Input data =
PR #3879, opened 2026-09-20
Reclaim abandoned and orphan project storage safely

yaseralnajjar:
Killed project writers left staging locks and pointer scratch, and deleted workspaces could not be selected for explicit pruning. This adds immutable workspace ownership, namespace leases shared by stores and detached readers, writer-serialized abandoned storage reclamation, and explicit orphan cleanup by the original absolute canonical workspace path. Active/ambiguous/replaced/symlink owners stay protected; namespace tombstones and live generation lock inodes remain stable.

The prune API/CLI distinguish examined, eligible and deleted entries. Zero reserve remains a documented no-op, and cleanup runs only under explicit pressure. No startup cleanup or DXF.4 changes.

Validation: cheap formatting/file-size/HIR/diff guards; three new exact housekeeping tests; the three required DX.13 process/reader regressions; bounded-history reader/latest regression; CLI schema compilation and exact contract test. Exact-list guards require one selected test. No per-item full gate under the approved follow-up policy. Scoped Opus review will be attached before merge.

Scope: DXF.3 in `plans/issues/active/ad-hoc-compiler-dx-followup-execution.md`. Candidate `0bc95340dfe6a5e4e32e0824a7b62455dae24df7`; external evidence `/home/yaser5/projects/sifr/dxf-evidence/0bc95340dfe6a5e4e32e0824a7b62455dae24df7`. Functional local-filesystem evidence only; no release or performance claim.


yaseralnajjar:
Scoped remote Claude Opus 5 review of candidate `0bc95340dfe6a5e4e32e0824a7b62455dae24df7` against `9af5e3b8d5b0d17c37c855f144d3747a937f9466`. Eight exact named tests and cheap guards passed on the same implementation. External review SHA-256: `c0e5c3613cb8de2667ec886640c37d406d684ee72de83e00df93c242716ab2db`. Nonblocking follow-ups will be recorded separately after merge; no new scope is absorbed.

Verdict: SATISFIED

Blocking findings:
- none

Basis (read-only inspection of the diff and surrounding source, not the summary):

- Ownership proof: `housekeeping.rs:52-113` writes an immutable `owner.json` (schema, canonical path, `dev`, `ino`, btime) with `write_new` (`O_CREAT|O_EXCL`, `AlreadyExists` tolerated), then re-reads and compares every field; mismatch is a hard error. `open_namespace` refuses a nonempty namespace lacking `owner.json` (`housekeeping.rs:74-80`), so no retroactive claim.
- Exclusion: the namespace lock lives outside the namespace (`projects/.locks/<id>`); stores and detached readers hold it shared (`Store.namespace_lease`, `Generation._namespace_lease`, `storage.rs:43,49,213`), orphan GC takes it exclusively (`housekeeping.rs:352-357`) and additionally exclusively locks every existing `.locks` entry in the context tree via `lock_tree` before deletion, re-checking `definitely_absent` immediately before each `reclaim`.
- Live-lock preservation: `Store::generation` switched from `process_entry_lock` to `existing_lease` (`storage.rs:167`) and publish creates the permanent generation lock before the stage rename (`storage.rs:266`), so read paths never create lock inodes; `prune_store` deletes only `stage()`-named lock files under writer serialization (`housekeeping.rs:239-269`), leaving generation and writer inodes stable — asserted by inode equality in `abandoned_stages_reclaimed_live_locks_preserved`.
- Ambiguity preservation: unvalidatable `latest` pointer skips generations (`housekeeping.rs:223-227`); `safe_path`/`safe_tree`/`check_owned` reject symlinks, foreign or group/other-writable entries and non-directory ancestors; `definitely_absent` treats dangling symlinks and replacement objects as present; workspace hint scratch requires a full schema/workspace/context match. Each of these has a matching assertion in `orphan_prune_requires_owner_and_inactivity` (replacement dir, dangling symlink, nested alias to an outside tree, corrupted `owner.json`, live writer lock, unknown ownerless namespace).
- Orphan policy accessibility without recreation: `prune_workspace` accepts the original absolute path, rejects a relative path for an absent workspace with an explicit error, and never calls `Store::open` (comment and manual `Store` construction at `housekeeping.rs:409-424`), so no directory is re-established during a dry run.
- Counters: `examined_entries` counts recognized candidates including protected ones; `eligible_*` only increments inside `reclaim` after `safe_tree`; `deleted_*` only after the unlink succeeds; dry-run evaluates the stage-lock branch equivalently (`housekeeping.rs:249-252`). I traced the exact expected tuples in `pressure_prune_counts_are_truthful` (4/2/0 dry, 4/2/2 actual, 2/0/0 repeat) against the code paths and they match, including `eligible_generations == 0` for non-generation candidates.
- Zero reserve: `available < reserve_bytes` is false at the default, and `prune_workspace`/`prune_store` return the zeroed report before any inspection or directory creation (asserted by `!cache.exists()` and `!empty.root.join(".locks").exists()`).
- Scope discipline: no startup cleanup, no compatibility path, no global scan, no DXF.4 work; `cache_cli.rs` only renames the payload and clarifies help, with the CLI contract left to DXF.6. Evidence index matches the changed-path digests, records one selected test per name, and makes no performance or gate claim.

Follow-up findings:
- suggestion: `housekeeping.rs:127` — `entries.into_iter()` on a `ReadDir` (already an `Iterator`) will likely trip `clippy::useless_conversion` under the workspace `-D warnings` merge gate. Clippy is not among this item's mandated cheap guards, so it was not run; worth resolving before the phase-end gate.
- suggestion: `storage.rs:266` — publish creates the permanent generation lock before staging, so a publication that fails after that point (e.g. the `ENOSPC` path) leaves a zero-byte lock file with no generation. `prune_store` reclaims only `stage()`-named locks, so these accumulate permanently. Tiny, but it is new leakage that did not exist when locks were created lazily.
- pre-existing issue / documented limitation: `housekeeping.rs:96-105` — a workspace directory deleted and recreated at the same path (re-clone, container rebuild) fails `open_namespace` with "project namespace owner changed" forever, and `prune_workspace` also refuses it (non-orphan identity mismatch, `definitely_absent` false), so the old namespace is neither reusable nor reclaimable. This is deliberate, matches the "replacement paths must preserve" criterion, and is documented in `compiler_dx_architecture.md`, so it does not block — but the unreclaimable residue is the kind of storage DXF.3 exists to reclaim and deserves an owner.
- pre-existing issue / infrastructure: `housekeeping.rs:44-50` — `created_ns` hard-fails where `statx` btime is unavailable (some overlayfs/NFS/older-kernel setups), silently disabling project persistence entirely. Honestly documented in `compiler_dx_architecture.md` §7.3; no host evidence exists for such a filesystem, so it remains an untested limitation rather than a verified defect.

...

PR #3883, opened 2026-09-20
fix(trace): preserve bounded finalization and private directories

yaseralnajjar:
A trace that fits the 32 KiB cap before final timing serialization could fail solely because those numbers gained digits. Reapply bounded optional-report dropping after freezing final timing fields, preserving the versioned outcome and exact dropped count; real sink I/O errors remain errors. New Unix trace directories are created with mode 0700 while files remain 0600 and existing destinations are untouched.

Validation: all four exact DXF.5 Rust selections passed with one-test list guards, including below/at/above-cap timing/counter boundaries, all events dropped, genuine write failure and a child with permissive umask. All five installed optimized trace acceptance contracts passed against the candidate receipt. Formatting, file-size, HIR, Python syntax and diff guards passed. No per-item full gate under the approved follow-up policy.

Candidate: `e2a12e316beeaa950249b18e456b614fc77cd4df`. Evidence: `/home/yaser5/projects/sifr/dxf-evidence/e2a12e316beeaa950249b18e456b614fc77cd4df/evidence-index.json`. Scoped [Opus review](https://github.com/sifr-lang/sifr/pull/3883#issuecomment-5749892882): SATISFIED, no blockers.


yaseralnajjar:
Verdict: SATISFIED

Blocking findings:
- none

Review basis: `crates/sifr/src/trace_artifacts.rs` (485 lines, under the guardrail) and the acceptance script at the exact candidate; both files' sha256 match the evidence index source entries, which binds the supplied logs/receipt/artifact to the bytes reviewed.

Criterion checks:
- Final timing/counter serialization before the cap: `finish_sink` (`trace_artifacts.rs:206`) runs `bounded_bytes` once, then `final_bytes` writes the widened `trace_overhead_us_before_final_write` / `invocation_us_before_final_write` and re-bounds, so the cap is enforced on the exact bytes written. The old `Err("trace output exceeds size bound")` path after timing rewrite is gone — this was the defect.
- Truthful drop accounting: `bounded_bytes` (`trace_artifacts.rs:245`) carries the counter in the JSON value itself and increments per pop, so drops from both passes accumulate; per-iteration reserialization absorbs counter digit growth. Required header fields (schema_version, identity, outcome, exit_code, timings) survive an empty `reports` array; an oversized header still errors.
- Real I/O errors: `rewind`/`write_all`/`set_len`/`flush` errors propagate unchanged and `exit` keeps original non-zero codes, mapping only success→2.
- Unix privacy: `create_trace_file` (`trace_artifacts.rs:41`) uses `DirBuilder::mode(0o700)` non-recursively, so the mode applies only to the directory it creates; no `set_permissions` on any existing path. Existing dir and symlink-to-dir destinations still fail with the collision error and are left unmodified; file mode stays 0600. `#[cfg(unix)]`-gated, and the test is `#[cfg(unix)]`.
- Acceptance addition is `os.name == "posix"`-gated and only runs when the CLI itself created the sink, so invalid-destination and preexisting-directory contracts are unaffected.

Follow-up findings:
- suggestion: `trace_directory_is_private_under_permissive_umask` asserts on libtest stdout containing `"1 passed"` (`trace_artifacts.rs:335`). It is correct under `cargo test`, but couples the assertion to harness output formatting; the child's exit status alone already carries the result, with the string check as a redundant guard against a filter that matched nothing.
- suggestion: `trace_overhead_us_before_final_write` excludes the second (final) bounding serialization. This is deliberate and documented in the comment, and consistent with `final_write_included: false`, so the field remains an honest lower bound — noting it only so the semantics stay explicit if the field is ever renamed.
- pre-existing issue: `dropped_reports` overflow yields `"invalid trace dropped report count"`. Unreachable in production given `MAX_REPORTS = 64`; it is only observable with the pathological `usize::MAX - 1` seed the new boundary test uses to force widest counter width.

---

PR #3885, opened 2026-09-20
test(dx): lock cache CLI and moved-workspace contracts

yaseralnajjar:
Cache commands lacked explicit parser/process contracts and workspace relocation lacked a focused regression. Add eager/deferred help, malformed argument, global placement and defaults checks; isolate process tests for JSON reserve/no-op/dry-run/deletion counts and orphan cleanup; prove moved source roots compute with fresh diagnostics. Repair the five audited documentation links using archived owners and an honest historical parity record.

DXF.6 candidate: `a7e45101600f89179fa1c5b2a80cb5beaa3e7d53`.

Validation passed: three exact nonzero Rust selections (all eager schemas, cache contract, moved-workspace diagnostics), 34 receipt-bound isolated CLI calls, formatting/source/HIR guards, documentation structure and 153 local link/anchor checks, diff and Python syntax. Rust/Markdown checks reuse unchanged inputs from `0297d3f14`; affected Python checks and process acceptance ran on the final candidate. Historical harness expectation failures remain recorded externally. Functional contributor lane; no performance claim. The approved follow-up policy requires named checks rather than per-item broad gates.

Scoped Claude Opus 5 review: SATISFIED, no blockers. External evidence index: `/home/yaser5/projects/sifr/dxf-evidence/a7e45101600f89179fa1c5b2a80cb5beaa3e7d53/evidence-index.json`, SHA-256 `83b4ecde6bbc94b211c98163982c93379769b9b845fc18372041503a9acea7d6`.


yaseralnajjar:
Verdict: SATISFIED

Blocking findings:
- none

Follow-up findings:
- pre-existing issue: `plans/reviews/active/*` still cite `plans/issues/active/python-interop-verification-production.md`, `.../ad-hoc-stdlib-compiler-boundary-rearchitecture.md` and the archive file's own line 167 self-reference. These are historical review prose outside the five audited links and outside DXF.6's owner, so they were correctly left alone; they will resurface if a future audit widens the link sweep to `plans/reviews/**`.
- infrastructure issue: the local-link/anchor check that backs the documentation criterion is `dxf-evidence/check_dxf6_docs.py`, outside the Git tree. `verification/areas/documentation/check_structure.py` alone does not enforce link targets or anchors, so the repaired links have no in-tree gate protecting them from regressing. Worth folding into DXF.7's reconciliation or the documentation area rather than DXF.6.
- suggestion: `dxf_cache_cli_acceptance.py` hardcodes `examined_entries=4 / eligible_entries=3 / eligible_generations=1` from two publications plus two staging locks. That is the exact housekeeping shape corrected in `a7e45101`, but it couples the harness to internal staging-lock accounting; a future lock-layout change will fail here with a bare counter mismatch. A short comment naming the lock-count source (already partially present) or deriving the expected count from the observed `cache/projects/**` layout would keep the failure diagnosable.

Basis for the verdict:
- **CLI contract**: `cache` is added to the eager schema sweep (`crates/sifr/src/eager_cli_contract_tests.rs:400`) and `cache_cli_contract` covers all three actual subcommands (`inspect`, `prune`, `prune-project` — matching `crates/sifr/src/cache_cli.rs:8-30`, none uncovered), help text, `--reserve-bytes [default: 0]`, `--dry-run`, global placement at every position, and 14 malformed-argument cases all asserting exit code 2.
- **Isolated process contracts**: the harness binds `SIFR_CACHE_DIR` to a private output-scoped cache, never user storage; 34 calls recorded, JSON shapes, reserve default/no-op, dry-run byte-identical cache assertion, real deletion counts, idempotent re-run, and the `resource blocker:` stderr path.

What this task involves =
Across the data above, how many lines carry the word "opened"? Only the number is needed.

Exercise response =
3